Among the lines of the records, please find those that contain the word "respectively" and copy them.

:::

PR #5531, opened 2026-05-19
5523 - Migrate old page image implementation to use active storage

### LINKED ISSUE #5523: Migrate old page image implementation to use ActiveStorage
Second step.

We will run a script that will migrate old implementation to ActiveStorage.

We should do this as a oneoff rake task, we log which page id we are in and the last id we stopped at so we know where to continue in case the task is suspended.

WillNigel23:


benwbrum (changes requested):
Two comments:
* It would be a bit easier to test this if we had rake tasks to migrate a single page, work or colleciton.
* I'm not sure that this handles the pages that don't have uploaded images, like the ones resulting from a IIIF import/CONTENTdm or Internet Archive import.

PR #5539, opened 2026-05-21
DRAFT: Add field-based AI transcription support

saracarl:
For field-based collections, the Gemini rake task now builds a structured JSON prompt listing each transcription field by ID, label, and data type (including select options and spreadsheet column layouts). The response is validated for correct JSON, required field keys, and select option values before being stored in a new `transcription_json` column on ai_transcriptions. Validation failures store the raw response in `source_text` and mark status as error so the job error path handles them normally.

The AI tab display renders field values using the same label/value HTML format as the overview tab, with the human transcription (xml_text) shown alongside AI values when the comparison toggle is used. CER/WER statistics now work for field-based pages by deriving AI plain text from transcription_json when source_text is blank.


benwbrum (changes requested):
In the case of field-based projects, the AI accuracy calculations should not include the field labels.  Currently, [the code](https://github.com/benwbrum/fromthepage/blob/development/app/models/concerns/ai_accuracy_calculator.rb#L32) just uses the plaintext version of the page transcription and the plaintext version of the the ai_transcription which is generated from the same label/value pairs that we render.  We should instead try to only pull the values from the fields transcribed.  

It would be a reasonable implementation to have new methods like `Page#ground_truth_for_comparison` and `AiTranscription#text_for_comparison` which use the current plaintext code for document-based projects, but--for field-based projects--only take the field values and concatenate them with whitespace.

benwbrum (approved):

PR #5557, opened 2026-05-26
5500 error redirecting to assign categories for huge number of subjects

WillNigel23:
The initial idea is to use `session` to store the article_ids. But I think this is going to be flaky and unreliable, since there is still a 4kb limit to what we can store in a session key.

I added support for solid_cache, a db-backed caching. I know we are having storage issues recently but this should not take much, especially since we can also add `expiration` to what we cache.

So far this will only be explicitly used for assign_categories. We should be fine, I added 30m expiration to each key.

@benwbrum @saracarl 

Specific test cases to cover these will follow, preferably here https://github.com/benwbrum/fromthepage/pull/4978 after I catch it up to this PR.

### DIFF
--- a/app/controllers/transcribe_controller.rb
+++ b/app/controllers/transcribe_controller.rb
@@ -180,8 +180,23 @@ class TranscribeController  < ApplicationController
 
           next_page_id = @page.last? || save_button_clicked ? @page.id : @page.lower_item.id
           flash[:notice] = t('.saved_and_next_notice') if next_page_id != @page.id
+
+          cache_key = [
+            'assign_categories',
+            'save_transcription',
+            current_user.id,
+            @page.id,
+            SecureRandom.hex(8)
+          ].join(':')
+
+          Rails.cache.write(
+            cache_key,
+            old_article_ids,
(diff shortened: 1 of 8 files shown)


app/controllers/transcribe_controller.rb
```diff
@@ -321,8 +337,22 @@ def save_translation
...
 
+        cache_key = [
+          'assign_categories',
+          'save_translation',
+          current_user.id,
+          @page.id,
+          SecureRandom.hex(8)
+        ].join(':')
+
+        Rails.cache.write(
```
benwbrum, line 348: This is fascinating.  Are you using caches instead of sessionshere?

benwbrum (commented):
This looks OK, but seems like a big infrastructure change for this bug.  Will we be using the same cache code for other things too?

app/controllers/transcribe_controller.rb
WillNigel23: Yes. I would prefer this over `sessions`, although it is an architecture change. I don't think it is a huge one though

PR #5563, opened 2026-06-01
5405 Batch AI generation

### LINKED ISSUE #5405: Address starvation and user experience for project owners running AI Drafts
Currently, when a project owner requests that FromThePage create AI Drafts using Google Gemini, we create `ai_transcription` records for every page in the work or collection, and submit jobs to SolidQueue to process.  Since there is a single queue, which runs in a FIFO manner, this leads to starvation problems.  One project owner may run AI Draft on a collection containing 20,000 pages, for example, which prevents anyone else from seeing results until the whole list is done.

How can we address the following issues?
* We want our onboarding experience for trial owners to be a good one, and we want them to see quick results.  Having their AI Transcription jobs queued behind tens of thousands of others means that they may need to wait for days or weeks before they see results.
* We want our existing users to see progress on the AI Draft jobs they submit.  Right now, some of them are emailing us frustrated because they aren't seeing any results after waiting hours or days.
* We're not sure that we need to restrict our use of the Gemini API to one request (or a few requests) at any time, which is our current architecture.  If we could parallelize processing and run multiple requests at a time, that might improve our system-wide throughput running AI Drafts.

I posted this to Codex, and while [its suggestions](https://chatgpt.com/s/cd_69cfc1d74970819192e6a4addcf11838) were not very compelling, it did point out that we set `ai_transcription.status` to `processing` before submitting a page to Gemini, which may lead project owners to see items marked as "processing" in the UI that are, in fact, waiting to be sent to Gemini.

WillNigel23:
Closes #5405


benwbrum:
I'm not sure whether this code supports non-batch Gemini calls for some pages as well as batched Gemini calls for others.  Eventually we will want to run Gemini quickly for things we want to be responsive, but batch requests for large situations like "Institution runs Gemini over their whole collection, even though much of it is already transcribed".

PR #5593, opened 2026-06-18
5357 store wer cer on ai transcriptions

### LINKED ISSUE #5357: AI tab rendering slowly
In some cases, the AI tab is rendering very slowly.  See [this example](https://fromthepage.com/ohiouniversitylibraries/marie-deffenbaugh-scrapbook-1921-1923/marie-deffenbaugh-scrapbook-1921-1923/ai_text/35464017?pp=enable)

WillNigel23:


benwbrum:
Reviewing the model and other calculations, it looks like this PR stores the *final* CER/WER ratios on the `ai_transcription` model.  This solves the performance problem, but will prevent us from being able to calculate aggregated CER/WER statistics across multiple pages.

For example, if Page 1 has 1000 words of ground truth and the AI transcription is 100% accurate, the WER we store will be `100%`.  If Page 2 has 10 words of ground truth and the AI transcription is 0% accurate, we'll store `0%`.  If I want to calculate the performance of an engine on the work containing both pages, all I can do is take the mean of the two, yielding an incorrect `50%`.

I believe that we should be storing the inputs to these ratios, rather than the ratios themselves.  If we stored `word_length` and `levenshtein distance` for both verbatim and text variants, we'd be able to get a true statistic across the pages of the work: `(levenshtein_page1+levenshtein_page2)/(word_count_page1+word_count_page2)` => `(0+10)/(1000+10)`=>`1%` which is correct.

benwbrum:
We also need to retrospectively calculate the numbers to populate existing pages.  Even though it'll take a long time, I'm fine doing this in the migration script.

benwbrum:
I've tested this and am a little confused.  When I deploy the branch and run the migration, all cer/wer and distance/length fields are `nil`.  Once I visit an AI tab, the cer/wer fields are calculated and cached but the length/distance fields are still `nil`.  (And the speed of rendering is excellent!)

If I run the rake task, the cer/wer and length/distance fields are populated.

If I edit a page, it nils out the CER/WER and length/distance fields.  

After visiting the AI tab or waiting for a job, I see CER/WER but not distance/length:
```
3.3.5 :010 > page.ai_transcription
 => 
#<AiTranscription:0x0000728d99893d40
 id: 230095,
 page_id: 35464017,
 source_text: "American League Baseball.\n                        ...",
 prompt: nil,
 model: "gemini-3-pro-preview",
 reasoning: "**Defining the Scope**\n\nI'm zeroing in on the tran...",
 metadata: {},
 created_at: "2026-01-09 16:18:55.421226000 +0000",
 updated_at: "2026-07-08 11:13:27.840304000 +0000",
 status: "finished",
 transcription_json: nil,
 verbatim_cer: 77,
 verbatim_cer_distance: nil,
 verbatim_cer_length: nil,
 verbatim_wer: 62,
 verbatim_wer_distance: nil,
 verbatim_wer_length: nil,
 text_cer: 56,
 text_cer_distance: nil,
 text_cer_length: nil,
 text_wer: 58,
 text_wer_distance: nil,
 text_wer_length: nil,
 verbatim_non_stopword_accuracy: nil> 
```

WillNigel23:
Okay I understand now what's happening and why! A few things here @benwbrum 

1. This feature hands off the calculation async, so we will need a running solid_queue worker to process the jobs. To make it easier you can just turn off solid_queue in `development.rb` and hand it off to the default in-memory job processor like before.

2. I added a fallback, in case job processing is slow and users want to see the calculations as soon as possible. I implemented a lazy-load fetching of the calculations which caches it as well. So when users go to ai tab and the calculations are not yet ready, we compute and cache it lazily so it gets displayed asap. This is why you saw the calculations cached after viewing the page, but `nil` when the page was edited (since we have to nullify the values before launching the async job)

3. As per the distance/length values being nil, this is a bug since I forgot to add the calculations in the `on-demand` version of calculation, which I now patched.

4. For the rake task, I'm not sure what's the problem. I ran it now and it worked.

PR #5658, opened 2026-07-05
Fix LaTeX table footer for PDF export

benwbrum:
### Motivation
- LuaLaTeX was failing when compiling generated tables because an empty `\noalign{}` was emitted after `\bottomrule`, causing a `Missing number, treated as zero` fatal error at `\end{xltabular}`.

### Description
- Remove the stray `\noalign{}` emitted after `\bottomrule` in `app/interactors/work/export/lib/utils.rb` so table footers end cleanly before `\end{xltabular}`.
- Add a regression spec `spec/interactors/work/export/lib/utils_spec.rb` that asserts table output contains `\bottomrule\n\end{xltabular}` and does not include `\bottomrule\noalign{}` for the problematic table case.

### Testing
- Run syntax checks with `ruby -c` on both `app/interactors/work/export/lib/utils.rb` and the modified spec, which returned `Syntax OK` for both files.
- Run `git diff --check` which reported no whitespace or diff errors for the change.
- Attempted to run the spec runner via `bundle exec`, but execution was blocked by a Ruby version mismatch in this environment (active Ruby `3.4.4` vs Gemfile-specified `3.3.5`).

------
[Codex Task](https://chatgpt.com/codex/cloud/tasks/task_e_6a4a6afee61c8322a280a302fde9abd6)

### DIFF
--- a/app/interactors/work/export/lib/utils.rb
+++ b/app/interactors/work/export/lib/utils.rb
@@ -251,7 +251,7 @@ class Work::Export::Lib::Utils
       end
     end
 
-    latex += "\\bottomrule\\noalign{}\n"
+    latex += "\\bottomrule\n"
     latex += "\\end{xltabular}\n"
 
     latex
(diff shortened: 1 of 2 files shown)


benwbrum:
This caused enough failures that we are moving this to @WillNigel23

PR #5668, opened 2026-07-06
5607 - OSD viewer expands to cover transcription screen in image-on-top view

### LINKED ISSUE #5607: OSD viewer expands to cover transcription screen in image-on-top view
Doug at CWF showed us a page in a transcription view in which the image viewer had expanded to several screen-heights tall, completely covering the CodeMirror editor.   He seemed unable to grab the slider control to adjust it as well.

Here is a screenshot of what he saw, scrolled down on the page:

Image

WillNigel23:


app/assets/javascripts/ftp_interface.js
```diff
@@ -246,8 +246,10 @@ const ResizableSplitter = {
         ? parseFloat(position) / 100 * totalHeight
         : parseFloat(position);
 
-      const heightPanel1 = initialHeight;
-      const heightPanel2 = totalHeight - initialHeight;
+      const maxInitialHeight = window.innerHeight * 0.8;
+
+      const heightPanel1 = Math.min(initialHeight, maxInitialHeight);;
+      const heightPanel2 = Math.min((totalHeight - initialHeight), maxInitialHeight);
```
WillNigel23, line 252: The gist is, we seem to decide the splitter height/offset  via the height of the text area. This means when we have an extremely tall codemirror height then the splitter becomes unmanageable. As per my test this happens both to top/bottom layouts.

What I did is cap the initial height calculation to 80% of max screen height. Whichever is smaller is what we will use. As per my testing, this is more usable than the current where the page splitter controller is stuck way below and completely blocks the editor.

benwbrum:
This fixes the problem in both regular transcribe mode and fullscreen mode.  However, it introduces a problem in fullscreen, that the transcription conventions are no longer visible under the CodeMirror editor.

### Regular
image


### Fullscreen
image

PR #2860, opened 2024-04-15
Lionel Smith-Gordon ARTForce v2

regnosys-prod-user:
Supersedes #2831


iansloyan:
Hi @Oblongs is there a document that sets out the intentions of this work that I can use as a starting point to understand what the task force is doing please?

tomhealey-icma (changes requested):
Adding my comments from the prior PR that was closed, 2831:

1. ContractDetails should be included in ProductBase since any tradable product will/may have a contract.

2. Observable is just a reference to how the model is using a product and not a separate product or asset class as is being defined here. A product can be tradeable or observable and being observable doesn't mean it's not a tradable product. Also a product is just a reference what is actually observable is a price, yield or other observable and measurable value.

3. There is no need to separate asset from product, this is just semantics and not material or structural. As pointed out in the last meeting, an asset is not tradable except when it becomes a product. 

Loans, index, assetPool, Security are defined as products, but they do not include any economics or product base. The attributes of these products are very inconsistent as to what they are supposed to represent. So every product needs to be under contractualProduct and what is the purpose of contractualProduct if there is no non-ContractualProduct?

A basket is a separate product because it may have it's own identifier, price and other factors that make it more than a container but it should exists as a product.


4. Regarding priceQuantity in tradeLot, I suggest moving Product under tradeLot and setting prices directly in Product for each lot. The current structure requires using attribute to match a price and quality to a specific attribute in the product. This is not flexible or sustainable when creating complex products. With many price components.

lolabeis:
Superseded by #2918

PR #2880, opened 2024-04-22
Hugo Hills Update descriptions on the rounding enum and funcs

regnosys-prod-user:


hugohills-regnosys:
Replaced by https://github.com/finos/common-domain-model/pull/2917

PR #2918, opened 2024-05-09
Lionel Smith-Gordon ARTForce_V3

regnosys-prod-user:


JBZ-Fragmos:
@Oblongs 

- type **_relatedExchange_** is missing

we had agreed not only exchange but also relatedExchange would be added to the model with an optional cardinality, and it is currently missing in PR, see an example of termsheet below that is very classic so please add this component _**relatedExchange**_ we definitly need it...

image

- **_exchange_** and **_relatedExchange_** are missing attribute for creditIndex and for equityIndex

you can see it again obviously with the termsheet : the basketConstituent is of type index i.e. i need to define exchange and relatedExchange as attribute of the type equityIndex
i guess the need is the same for creditIndex, and more generally for other kinds of Index

so all in all i beleive these two attribiutes **should belong to type Index**, eventually (with optional cardinality, of course...)

JBZ-Fragmos:
@Oblongs is that possible / would you agree to included as part of your PR these 2 minor changes in names below, as part of "cleaning" the concept of "observable" ? Else would have t create PR etc. for such minor point  

that is about attributes **pricingTime** and **pricingTimeType** in ObservationTerms

**proposed change :**
- update as **observationTime** 
- and **observationTimeType**

**rationale :** 
- "observation" is more "neutral" concept rather than "fixing"
(which per se could be discussed/challenged wjether appropriate as part of an observation (because one may distinguish obervation and the fact you use it for "fixing" or for other purpose I mean "fixing" may relate the fact a price is being fixed on market screen for instance but this same term may be used a but like "reset" to say that the trade product is being "fixed" etc.)
- also such prefix is more aligned with the one in the name of the parent object that is "**observation**Terms"

... please let me know if you would agree to include this change in your PR...

JBZ-Fragmos:
@Oblongs 
last proposal would suggest to include is to slitghtly refactor **Transfer** 

**proposed change :** 

- add **new attribute Price (0..1)** that is missing for specifying the price of deliverable asset
- upgrade **current cardinality** of **quantity** NonNegativeQuantity (1..1) **up to (1..2)**, that is for the purpose of being able to represent not only the global money amount of the transfer but also the number of units

**rationale :** 

- current representation of transfer is minimal/restricted/too poor, because _**you can just represent 1 single quantity**_ so you are forced to choose between 2 types of quantity - whereas **most systems would record _both_** as a complementary info
   - **_either_** to represent the quantity unit e.g. **10 000 stocks** that is physically transfered... 
   - **_else_** the quantity that correspond to the equivalent money amount, say "notional amount" e.g. **50 000 €** with for instance price per each 5€)
- also would record the price e.g. **5€** which the units are delivered
- and all **the 3 components are consistent with each others**, of course : **Nominal (50 000€) = Nber ofUnit (10 000 stock) x Price (5€/stock)** - hence propsed change so that all this info may optionally exist in Transfer if need kbe for business to represent in most exhaustive manner

Oblongs:
> * **_exchange_** and **_relatedExchange_** are **missing attribute** for **_Index_**
> 
> you can see it again obviously with the termsheet that each basketConstituent is of type equityIndex i.e. need to define _exchange_ and _relatedExchange_ as attribute of _equityIndex_ yet i guess the need is the same for creditIndex, and more generally for other kinds of Index, hence conclusion that these two attributes **should belong to type Index**

I will update the definition of `IndexBase` in the Phase 1 PR:

```
type IndexBase extends Identifier: <"Identifies an index by referencing a product identifier.">
    name string (0..1)  <"A description of the Index.">
    provider string (0..1) <"The organisation that creates or maintains the Index.">
    assetClass AssetClassEnum (0..1) <"The Asset Classs of the Index.">
    exchange string (0..*)  <"If the Index is listed, defines the public exchange(s) of the listing.">
        [metadata scheme]
    relatedExchange string (0..*)  <"Provides the related Exchanges, if applicable.">
```

See https://github.com/finos/common-domain-model/pull/2985

Oblongs:
> about attributes **pricingTime** and **pricingTimeType** in ObservationTerms
> 
> **proposed change :**
> * update as **observationTime**
> * and **observationTimeType**

I have added this to the scope of the next ("Phase 2") PR that will come next week.

JBZ-Fragmos:
thanks @Oblongs for your feedbacks about including 1st and 2nd requests (respectively : "exchange & relatedExchange new attributes for index" and "renaming of pricingTime & pricingTimeType in ObservationTerms")

have you had a chance to review as well the 3rd one about "Transfer" refactoring ("include Price & update cardinality if Quantity") ?

lolabeis:
@JBZ-Fragmos
> **proposed change :**
> 
> * add **new attribute Price (0..1)** that is missing for specifying the price of deliverable asset
> * upgrade **current cardinality** of **quantity** NonNegativeQuantity (1..1) **up to (1..2)**, that is for the purpose of being able to represent not only the global money amount of the transfer but also the number of units

Your use-case is represented by **two** transfers, one for the asset and the other for cash (also an asset). Each is specified with their quantities, respectively the no. units and the currency amount.

The consistent price / quantity information is already the remit of the `buySellPayout` (renaming TBD), which in turn would generate those 2 transfers. Each transfer can specify its `settlementOrigin`, i.e. the payout structure that generated it, so you can build lineage to that `buySellPayout` and the price information that's in it.

JBZ-Fragmos:
thank you @lolabeis for your feedback, 
however it does not match the need at stake : 

- the use-case that is need to have possibly two quantity **cannot be represented by "two transfers" as you suggest** : 
   - quantity of cash amount in 1 transfer describing the cash leg is **one thing**...
   - but the fact same quantity may also exist in second transfer that is describing the physical leg is **second/distinct thing** : for instance, think about a "free of payment" that is **stand-alone 1 transfer physical leg** : you may want to represent not only the quantity of physical units (**quantity 1**) but also the nominal value of this single transfer (**quantity 2**)

- the use-case that is the need to have a Price as well is needed inside the Transfer per se, such an information **cannot be** **indirect** via **settlementOrigin** ===> **Price shall belong to Transfer pe se**  that is to ensure **readability** and **consistency** between _quantity_ transfered and _price_ at which it is being transfered, at Transfer level ; 
   - indeed, **settlementOrigin** is only **high level refecence** to any whole Payout node, so the **"price" attribute** possibly embedded somewhere inside the referenced Payout will be **impossible to extract** for the purpose of being used to represent effectively the price of the transfer,
   - besides, there are a lot of various types of payout and reasons why a transfer would occur, so there is **no reason** why only **"BuySellPayout" would be the only one to reference** with settlementOrigin,

JBZ-Fragmos:
[like]  Jean-Baptiste Ziadé reacted to your message:
________________________________

PR #2914, opened 2024-05-07
Roger Guitart AmericanExercise condition update

regnosys-prod-user:

Issue #2913, opened 2024-05-07
Proposed modification of AmericanExercise condition under ExerciseTerms


rogerguitart:
## Background ##

It has been brought up internally that the conditions under `ExerciseTerms` in the refactored `OptionPayout` (in dev) are not sufficiently restrictive for the american options. More specifically, the `AmericanExercise` condition should not only control that `expirationDate` is present (which it already does through the `CommencementAndExpirationDate` condition), but also that **it is present only once** (not currently implemented in the model).

## Proposal ##

This proposal suggests to add the constraint of making the count of `expirationDate` equal to 1 whenever an `American` style option is present. The change would be as follows:

![image](https://github.com/finos/common-domain-model/assets/141412602/d5da1f2a-2ecc-484a-a2aa-b2b440da2168)

## Compatibility ##

There should not be any compatibility issues with the proposed change, as it is only adding a small modification to a condition.

PR #2920, opened 2024-05-10
Roger Guitart AmericanExercise Condition Update v2

regnosys-prod-user:


rogerguitart:
Linked to issue #2913

rogerguitart:
Hi @mgratacos @lolabeis , here is the new PR regarding the condition change that needed to be resubmitted. See below the updated Release Notes - sent message through Slack to get them approved

rogerguitart:
# _Product Model - Modification of AmericanExercise Condition in ExerciseTerms_
_Background_

The conditions under `ExerciseTerms` in the refactored `OptionPayout` are not sufficiently restrictive for the american options. More specifically, the `AmericanExercise` condition should not only control that the `expirationDate` is present (which it already does through the `CommencementAndExpirationDate` condition), but that it is also **present only once** (not currently implemented in the model). This release aims at modifying the `AmericanExercise` condition to correct this.

It should be noted that this proposal contains a backwards incompatible change, given that a condition has been made stricter, but should not impact any of the actual implementations.

_What is being released?_

- The `AmericanExercise` condition under the `ExerciseTerms` type has been modified to constraint the `expirationDate` field to only one occurrence.

_Review directions_

In the Rosetta Platform, select the Textual View and inspect the change identified above.

mgratacos (approved):
As agreed by the CDM Derivatives Products and Business Events Working Group on May 8th 2024.

lolabeis:
Please do not re-submit the condition change - it has already been merged - only submit the release notes. These notes should be provided as an update to the RELEASE.md file.

Please position the backward-incompatibility comment in a specific *Backward incompatible changes* section (same as *Review directions*). This is designed to aid collection of the release notes for the future 6.0 prod release.

The review direction section must contain a link to the PR (the original one with the condition change in this case).

rogerguitart:
@lolabeis I've updated the release notes above as well as the ones on the original PR (#2914), please double check.

PayalKhanna:
Superseded by https://github.com/finos/common-domain-model/pull/2921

:::

REPLY »
thanks @Oblongs for your feedbacks about including 1st and 2nd requests (respectively : "exchange & relatedExchange new attributes for index" and "renaming of pricingTime & pricingTimeType in ObservationTerms")
Your use-case is represented by **two** transfers, one for the asset and the other for cash (also an asset). Each is specified with their quantities, respectively the no. units and the currency amount.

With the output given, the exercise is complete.